According to the National Institute of Mental Health (NIMH), specific phobias affect about 10% of the adult population in the United States. A specific phobia is a recurrent irrational fear of an object or situation. Exposure to that object or situation typically causes an increase in anxiety that can sometimes lead to panic attacks. Depending on the phobia, people may go to great lengths to avoid contact with the feared object or situation. Researchers are unsure of the direct cause of phobias, but genetics, environment, and life stressors seem to all play a role in their development. The extent to which phobias get in the way of life vary widely from person to person. Common phobias include:

  • Spiders (arachnophobia)
  • Snakes (ophidiophobia)
  • Heights (acrophobia)
  • Dogs (cynophobia)
  • Rats/Mice (musophobia)
  • Needles/Injections (trypanophobia)
  • Enclosed Spaces (claustrophobia)
  • Vomiting (emetophobia)
  • Dental Procedures (dentophobia)
  • Insects (entomophobia/insectophobia)
  • Bad Breath (halitophobia)
  • Bridges (gephyrophobia)
  • Blood (hemophobia)


Generalized Anxiety Disorder (GAD)

Do you find that you are constantly worrying and have a difficult time being present? You are not alone. According to ADAA, Generalized Anxiety Disorder (GAD) affects approximately 3.1% of the United States population. GAD is characterized by persistent and excessive worry about a number of topics that can include work, health, family, school, natural disasters, etc. In order for a diagnosis of GAD to be made a person must experience excessive worry on more days than not for at least 6 months.

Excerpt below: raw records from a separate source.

Issue #2317, opened 2016-09-13
Date format error remains when it shouldn't for manual date entered


kereid:
App version: 4.25.7 - Systest
            Build date: Mon Sep 12 13:50:54 AEST 2016
            Build number: 71
            Git ref: dd65fa212b67f6a081fed068f319ee89ddd49021

Steps to reproduce:

Add any collection (this was found on IMOS - ANMN National Reference Stations - Maria and North Stradbroke Islands - Near real-time wave height)

Select a from date i.e. 2016/01/01 and a to date 2016/01/02 realise there is not data and manually type change dates to later change from date i.e.  2016/08/07 see the red error boundary (which is correct at this point as August is after January) then change to date to 2016/08/09.

What should happen:

Red error box turns off as dates are in correct order

What does happen:

Red error box remains and if user hovers over the box the error reads "The date in this field must be equal to or before 2016/01/02

If you proceed to step three the correct dates are applied.

PR #2346, opened 2016-09-29
Validate from and to date fields on value change after updating minmax

anguss00:
Fixes issue #2317.
I've renamed a few functions to avoid confusion.
Allow blank fields as this defaults to min and max of the spatial extent for collection.


jonescc:
Still getting a problem here.

To reproduce:

Select IMOS - SRS Satellite - SST L3S - 01 day composite - night time and go to step 2
When dates have loaded copy end date (for me it was 29/9/2016 ) to start date and hit tab

What happens:

End date is marked as an error and error text says Start date (30th September) must be before end date (29th September)

What  expect to happen

Pasted date (29th September) is not considered to be the 30th September and highlighted as an error

jonescc:
OK - so thats a problem with gridded data - fix works OK for non-gridded data

Issue #2342, opened 2016-09-27
Error message for no data much longer than required


kereid:
App version: 4.25.9
            Build date: Thu Sep 22 13:15:18 AEST 2016
            Build number: 73
            Git ref: fcd27bff088ce4cb22731561ed1de45c3d9c16ff

Steps to reproduce:
Select any SRS SATELLITE - OC MODIS collection and add to the Portal.
Draw a bounding box away outside the extreme range of co-ordinates (ie outside the box).
Go to step 3 and select a netCDF download.

What should happen:

(Ideally user gets indication no data to download which will eventually come with estimate enhancements)

But for the last 2 months the error has been a simple one liner of:
Process failed during execution /mnt/ebs/geoserver_wps_systest/temp/wps/e6f67903-c4e2-49c1-919b-6e47d3104d2b/out/srs_sst_l3s_1d_day_gridded_url.nc must be netcdf-3 or netcdf-4 file 

What does happen:
User gets still uninformative error but much longer (not sure that it should have changed?):

[...]

PR #2356, opened 2016-10-07
Error message for no data

bhasin85:
Fixes [#2342](https://github.com/aodn/aodn-portal/issues/2342) 
Related [PR](https://github.com/aodn/geoserver-build/pull/176)

### DIFF
--- a/web-app/js/portal/cart/DownloadPanel.js
+++ b/web-app/js/portal/cart/DownloadPanel.js
@@ -121,7 +121,43 @@ Portal.cart.DownloadPanel = Ext.extend(Ext.Panel, {
 
         this._loadMenuItemsFromHandlers(processedValues, collection);
 
-        return this._applyTemplate(tpl, processedValues);
+        if (this._spatialSubsetIntersect(collection)) {
+            return this._applyTemplate(tpl, processedValues);
+        } else {
+            return this._emptyMsg();
+        }
+    },
+
+    _spatialSubsetIntersect: function(collection) {
+
+        var intersect = true;
+        var filters = collection.getFilters();
+
+        if (filters) {
+            var params = filters.filter(function(filter) {
+                if (filter.isNcwmsParams || filter.type === 'geometrypropertytype') {
+                    return true;
+                }
+            })[0];
+
+            if (params && params.isNcwmsParams && params.latitudeRangeStart != undefined) {
+                var bounds = collection.getBounds();
+                var extent = new OpenLayers.Bounds(params.longitudeRangeStart, params.latitudeRangeStart, params.longitudeRangeEnd, params.latitudeRangeEnd);
+                intersect = bounds.containsBounds(extent, true, true);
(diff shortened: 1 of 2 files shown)


grails-app/controllers/au/org/emii/portal/WpsController.groovy
```diff
@@ -63,7 +64,7 @@ class WpsController extends HostVerifyingController {
                 job: [
                     uuid: params.uuid,
                     reportUrl: g.createLink(action: 'jobReport', absolute: true, params: params),
-                    createdTimestamp: new DateTime(String.valueOf(execResponse.Status.@creationTime)),
+                    createdTimestamp: new DateTime(String.valueOf(execResponse.Status.@creationTime)).withZone( DateTimeZone.forID( "Australia/Melbourne" )),
```
julian1: this commit, shoudln't be included here, if it's already in the other PR https://github.com/aodn/aodn-portal/pull/2356/commits/3501a7a8c05069ec7096bb0268ae353a27d27e7c

bhasin85: @julian1  I think I created the branch from issue_2332 instead of master and therefore all the changes got copied. Please review the changes.

web-app/js/portal/cart/DownloadPanel.js
```diff
@@ -121,7 +121,34 @@ Portal.cart.DownloadPanel = Ext.extend(Ext.Panel, {
...
 
-        return this._applyTemplate(tpl, processedValues);
+        if (this._spatialSubsetIntersect(collection)) {
+            return this._applyTemplate(tpl, processedValues);
+        } else {
+            return this._emptyMsg();
+        }
+    },
+
+    _spatialSubsetIntersect: function(collection) {
```
julian1: If I understand the code correctly, then the subsetintersect is only being applied for ncwms. I wonder if the method name should be changed to reflect that? 

Also, why is data being returned that is outside the bound of interest?

julian1: For me there are a couple of issues.
  - should the check be performed for all data sets and protocols - not only ncwms? If not then the naming should be changed to reflect that.
  - should the extent calculation be being done in a view class? For example if the predicate behavior was factored out then it would be available to show a pop-up at stage 2 for instance. Just an example, not saying we should do this. In any case I feel this is more model code, that view code.

julian1: @jonescc just pointed out that if someone uses the service directly eg. marvl, then they should also get a sensible error message, which they won't if they bypass the portal.

julian1:
Hey @bhasin85  I wasn't saying that this test needed to be done for all collections? It was just a question, since I don't know if we do.

bhasin85:
I think it was a good suggestion to do the similar test wherever possible. I have tried to cover the relevant collections I can think of.

giphy

PR #2382, opened 2016-11-03
fixes #2378 - unified error messages in download panel

### LINKED ISSUE #2378: Out of bounds CSV at a point not shown on step 3
### To reproduce

In systest:

Select a gridded dataset such as ACORN 
Select Point timeseries
Set Point time series location to a location outside the bounding box of the collection
### What happens

lat/lon value out side of range is highlighted in red with maximum allowed value out of range error (good)
when I go to step 3 the spatial subset defaults to the non-point timeseries spatial subset which is confusing
### What I expect to happen

Get a point timseries location outside the spatial extent of the dataset message similar to what I would get for non-Point time series subsets outside the spatial extent

pmbohm:


bhasin85:
Nice Interface! @pmbohm 

giphy

PR #2387, opened 2016-11-10
Fix selenium tests

jonescc:
Fix various issues with selenium tests:

- only run a maximum 2 tests at a time
- wait for feature popup to be populated before validating lat/lon returned
- wait for new tabs to be displayed before trying to switch to them
- wait for search results to be loaded again after selecting a facet before trying to click the 'Add collection button'
- select a non-gridded collection for testing no subset selected warning
- set browser position and size to reflect requested resolution
- use package instead of classes to specify tests to run so that we don't have to update testng.xml everytime we add a new test
- make it easier to see what test each browserstack session relates to by using classname instead of browser/device etc as the name (browser/device etc info is is already reported elsewhere).
- log test run info only once and full test details for each test
- remove test which wasn't being run/is not required


selenium/src/test/java/au/org/emii/portal/PortalUtil.java
```diff
@@ -0,0 +1,17 @@
+package au.org.emii.portal;
```
bhasin85: @jonescc  Do you think we can move this under package _au.org.emii.portal.utils_

jonescc: No problem.

PR #2402, opened 2016-12-14
Fixes #2399 Expand/collapse of Step 1 items which have large amount of text in descriptions

### LINKED ISSUE #2399: Second click of grey button hides collection info on step 1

GAD may get in the way of engagement in important life domains that include family, leisure, work and school.  A number of treatments offered at mindfulSF can help with GAD. These include Cognitive Behavioral Therapy (CBT), Acceptance and Commitment Therapy (CBT), and Mindfulness-Based Stress Reduction (MBSR).


Social Anxiety

The defining feature of social anxiety disorder is intense fear or worry about being judged or negatively evaluated. Social anxiety can show up in a variety of social or performance situations (e.g. meeting someone new, going to a party, job interviews, performance arts, etc.). Social anxiety disorder can cause avoidance of situations where social interaction or performance is needed. As a result, it can interfere significantly with daily routines, occupational/school performance, and relationships. People with social anxiety often recognize their fears as irrational, and despite desiring to connect with others may avoid these interactions due to the distress it causes. 

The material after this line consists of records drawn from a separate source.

PR #2403, opened 2016-12-14
Issue 2400 fixed

pmbohm:
urlListDownloadSubstitutions updated for development.
Tested with zip download with .../search?uuid=60160b01-8ffc-45ce-a6f4-ee70ce391ec6

### DIFF
--- a/grails-app/conf/Config.groovy
+++ b/grails-app/conf/Config.groovy
@@ -178,9 +178,7 @@ knownServers = [
         type: 'GeoServer',
         csvDownloadFormat: 'csv-with-metadata-header',
         urlListDownloadSubstitutions: [
-            '^/mnt/imos-t3/': 'http://data.aodn.org.au/',
-            '^/mnt/opendap/2/SRS': 'http://thredds.aodn.org.au/thredds/fileServer/srs',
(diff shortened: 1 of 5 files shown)


lwgordonimos:
Reviewing/testing now...

lwgordonimos:
All looks to work as expected with random tests, but the only question/concern I would have due to the behaviour change:

Are we 100% certain that nothing is relying on previous assumptions? This assumption works fine for *this* particular collection, but is there anything else that may rely on the previous assumption, e.g.
```
file1.nc
file1.txt 
```
used to result in:
```
file1.nc
file1(1).txt
```
but now results in
```
file1.nc
file1.txt
```

As innocent and common sense as it appears, it does change the behaviour for existing unrelated files! Can we identify if any other collections have files with multiple extensions?

@mhidas Do you know of any to specifically test?

mhidas:
@lwgordonimos I don't know of any other collections that have this issue. 

If anything *was* relying on files to be renamed at download time, I would suggest this is far from ideal and should be re-thought. If we put in this fix we'll find out whether anything did rely on that, but I doubt very much there will be anything.

As far as I know, this is only affecting the names of the files delivered to the user. Nothing changes to files within our workflow. Right?

PR #2406, opened 2016-12-21
Issue 2395

pmbohm:
When a user loads a ncWMS layer and goes quickly to step 3, the page indicate that the Temporal extent filters are loading, and the download options are disabled during this time. This happens even on fast internet connections such as UTAS.

- Now the download panel (step 3) will reload when temporal filters finish loading, in this way the temporal filter should be correct before the user can choose a download option if the download option button is enabled that is.
- The user will see a message when the temporal extent matches the full extent of the chosen layer of the collection. This message is advisory and the download button is enabled

### DIFF
--- a/web-app/js/portal/cart/DownloadPanelItemTemplate.js
+++ b/web-app/js/portal/cart/DownloadPanelItemTemplate.js
@@ -57,10 +57,9 @@ Portal.cart.DownloadPanelItemTemplate = Ext.extend(Ext.XTemplate, {
         if (values.errorMessage && values.errorMessage != "") {
             msg = values.errorMessage;
         }
-        else if (values.dataFilters == "") {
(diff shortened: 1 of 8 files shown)


web-app/js/portal/cart/DownloadPanelItemTemplate.js
```diff
@@ -54,13 +54,13 @@ Portal.cart.DownloadPanelItemTemplate = Ext.extend(Ext.XTemplate, {
     _getUserMsg: function(values) {
         var msg = "";
 
+
```
anguss00: OCD going off on the extra whitespace

anguss00:
Aside from one dumb comment.. Looks good, performs perfectly

pmbohm:
@anguss00 spaces removed

PR #2511, opened 2017-07-03
Allow testing for any download type rather than just shapefiles

akashisama:
Required some additional waits since the ncwms layers take ages to load their temporal extent


akashisama:
Bump

PR #2514, opened 2017-07-05
Possibly fixes #2507

### LINKED ISSUE #2507: Cannot un-expand search result details
This is the same as https://github.com/aodn/aodn-portal/issues/2481

I'm still seeing this in systest for both Chrome AND Firefox yet it was closed 15 days ago so assuming it would have been released into systest...

Steps to reproduce: 

On step 1 click the result of Australian Phytoplankton database to see all of the organisations that contributed. Click again.

What should happen:
Result text unexpands

What does happen:
Remains expanded - sometimes it unexpands and then straight away expands again.

akashisama:
When expanding a result, only set the originalheight when it is not already defined, meaning only on the first run. The original height should never change so this is cleaner than what we had before even if it doesn't fix the bug.

### DIFF
--- a/web-app/js/portal/jquery.js
+++ b/web-app/js/portal/jquery.js
@@ -4,10 +4,15 @@ jQuery( document ).ready(function() {
         function() {
             var resBody = jQuery(this).children('.facetedSearchResultBody');
             var fullHeight = resBody[0].scrollHeight;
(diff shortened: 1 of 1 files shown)


anguss00:
Good stuff, will merge when Trav is happy.

PR #2515, opened 2017-07-06
Fixes #2502

### LINKED ISSUE #2502: Some layers with diver platform have empty platform row in results
**Steps to reproduce:**

In the platform facet expand "Biological platform" and select "diver".

**What should happen:**

All results contain "Biological platform" in the platform row.

**What does happen:**

"Mapping of selected areas of Cockburn Sound, Western Australia", "Habitat Maps derived from Point Lookout Ecological Surveys (PLEA)" and "Ecophysiology of three habitat-forming seaweeds across a depth and latitudinal gradient in southeastern Australia" are missing the platform row.

akashisama:
Handle the case where metadata lists a non-recognized platform before any recognized platform

### DIFF
--- a/web-app/js/portal/search/FacetedSearchResultsDataView.js
+++ b/web-app/js/portal/search/FacetedSearchResultsDataView.js
@@ -186,21 +186,25 @@ Portal.search.FacetedSearchResultsDataView = Ext.extend(Ext.DataView, {
         return "";
     },
 
-    _getPlatformAsHtml: function(template, platform) {
+    _getPlatformAsHtml: function(template, platforms) {
 
         var label = this._buildLabel("fa-tags", OpenLayers.i18n('searchPlatformText'));
-
-        var broader = this.classificationStore.getBroaderTerms(platform, 1, 'Platform');
-        if (broader.length > 0) {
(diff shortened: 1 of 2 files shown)


web-app/js/portal/search/FacetedSearchResultsDataView.js
```diff
@@ -186,21 +186,25 @@ Portal.search.FacetedSearchResultsDataView = Ext.extend(Ext.DataView, {
...
-            broader = broader.filter(function(item, pos) {
-                return !pos || item != broader[pos - 1];
-            });
-            return template.apply({
-                "label": label,
-                "value": broader.join(', ')
-            });
+        var broader = [];
+        var i = 0;
+        for(i=0;i<platforms.length;i++) {
```
anguss00: I reckon we can use Ext.each here instead of an iterator... saves a variable assignment

anguss00:
Also, when I select Platform-> Biological platform -> Diver, the platform row disappears from the search results which I don't think is the required behaviour

anguss00:
Scratch that, saw the changes at the same time as I commented!!

PR #2516, opened 2017-07-06
Send workspace and layername together rather than as separate parameters

akashisama:
for enabledFilters and uniqueValues requests


akashisama:
Fixed the tests

PR #2519, opened 2017-07-14
Reverse the proxy redirect logic since we have tilecache in metadata now

akashisama:


akashisama:
I've now reversed the tests as well because obviously I needed to reverse the tests as well.

PR #2525, opened 2017-08-01
allowAnyHost now works in dev environments.

pmbohm:
Sick of having to add to `knownServers` in `Config.groovy`
Fear no more! Filters in step 2 will magically populate in dev environments


pmbohm:
dooogh!! Cant be done as other meta information is required

PR #2526, opened 2017-08-03
Fixes #2524

### LINKED ISSUE #2524: Warning message when no temporal info exists
## Steps to reproduce
1. Select the bathymetry layer (i.e. the new layer with no time steps)
2. Go to step 2

## What happens
1. A warning message appears that reads "The dataset has no temporal information" 

## What should happen
1. No warning message
2. Info text that reads "Spatial subsetting only for this data collection"
3. Info text is styled black/grey not orange.

pmbohm:


anguss00:
Looks good @pmbohm. Just want to check with you RE testing

pmbohm:
RE ? Regular expression?

pmbohm:
@anguss00 
### Heres some senario's for testing
The 'real' layer we are testing is supposed to be in 'rc' but is broken at the moment

#### Cause portal to have no values in temporal extent

NcWMS.js:62
`var datesToProcess = [];// dateFilter['possibleValues'];`

The ncWMS collection has no values in temporal extent, yet the metadata says that there are temporal values (as it should)
 shouldHaveTemporalExtent will return true with properly configured collections apart from the new collection that caused all this `Port Phillip Bay Bathymetry`.

#### Cause portal to expect no Temporal extent
Change NcWmsPanel.js:510 to return false
```
    shouldHaveTemporalExtent: function() {
        var metadata = this.dataCollection.data.metadataRecord.data;
        // return (metadata.temporalExtentBegin.length > 0) && (metadata.temporalExtentEnd.length > 0);
        return false;
    },
```

PR #2529, opened 2017-08-08
Updated loading indicator test

bhasin85:


bhasin85:
@akashisama  Can we get this one merged?

akashisama:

Both individual and group therapy can be helpful for Social Anxiety. 


Body-Focused Repetitive Behaviors (BFRBs)

Body-Focused Repetitive Behavior Body-Focused Repetitive Behavior is a general term for a group of related disorders that include hair pulling (trichotillomania), skin picking (excoriation), and nail biting (onychophagia). These behaviors are complex and oftentimes lead to feelings of shame and isolation that can be the exacerbated by physical body damage.

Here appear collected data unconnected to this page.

PR #2530, opened 2017-08-10
Fix the un-expand issue for firefox

### LINKED ISSUE #2507: Cannot un-expand search result details

bhasin85:
Fixes #2507  

Tested on BrowserStack OS Windows 7 FireFox 54

### DIFF
--- a/web-app/css/general.css
+++ b/web-app/css/general.css
@@ -981,7 +981,6 @@ div.allwhite {
 }
 
 .resultsHeaderBackground .facetedSearchResultBody {
-    height: 100px;
     overflow-y: hidden;
 }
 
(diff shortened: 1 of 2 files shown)


pmbohm:
@bhasin85 many cheers for BrowserStack! thanks

PR #2531, opened 2017-08-10
Added grey text and tooltip

### LINKED ISSUE #2488: Step 1 keyword search usability

bhasin85:
Fixes #2488 

## Acceptance Criteria (B Test)
1. The default grey text reads: "Type keyword, press enter".
1. The text entered by the user is not cleared when re-entering the text box.
1. The default grey text is cleared when the user enters the text box.
1. The default grey text is re-instantiated if the box is cleared or left empty by the user.
1. Tool tip added that reads: "Type a keyword and press enter to narrow search results".
1. _No other changes_ from the A test.
1. Google Analytics tag added that indicates when the B test is released to prod (This bit will be done later)

Note: After we compare the current A-test results with this B-test we will test the impact of a "'Go" button.


bhasin85:
Thanks @jonescc  :+1:

PR #2536, opened 2017-08-24
Large result record can be unexpanded

bhasin85:


selenium/src/test/java/au/org/emii/portal/tests/step1/UnexpandLargeRecordTest.java
```diff
@@ -0,0 +1,48 @@
...
+import org.testng.annotations.Test;
+
+import java.util.List;
+
+public class UnexpandLargeRecordTest extends BaseTest {
+
+    private static Logger log = Logger.getLogger(UnexpandLargeRecordTest.class.getName());
+
+    @Test
+    public void facetDateTest() {
```
akashisama: test function needs to be renamed

akashisama:
On Firefox the record go stale when expanded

At mindfulSF we treat BFRBs using the Comprehensive Behavioral Model (ComB), developed by Charles Mansueto and his colleagues at the Behavior Therapy Center of Greater Washington. ComB is one of the leading Cognitive Behavioral Therapy (CBT) approaches for the treatment of BFRBs. If you are struggling with a BFRB, some of the ways we help is through awareness training and support with modifications in domains that include sensory, cognitive, affective, motor and place. Integration of Acceptance and Commitment Therapy (ACT), mindfulness, and self-compassion can also support the treatment of BFRBs.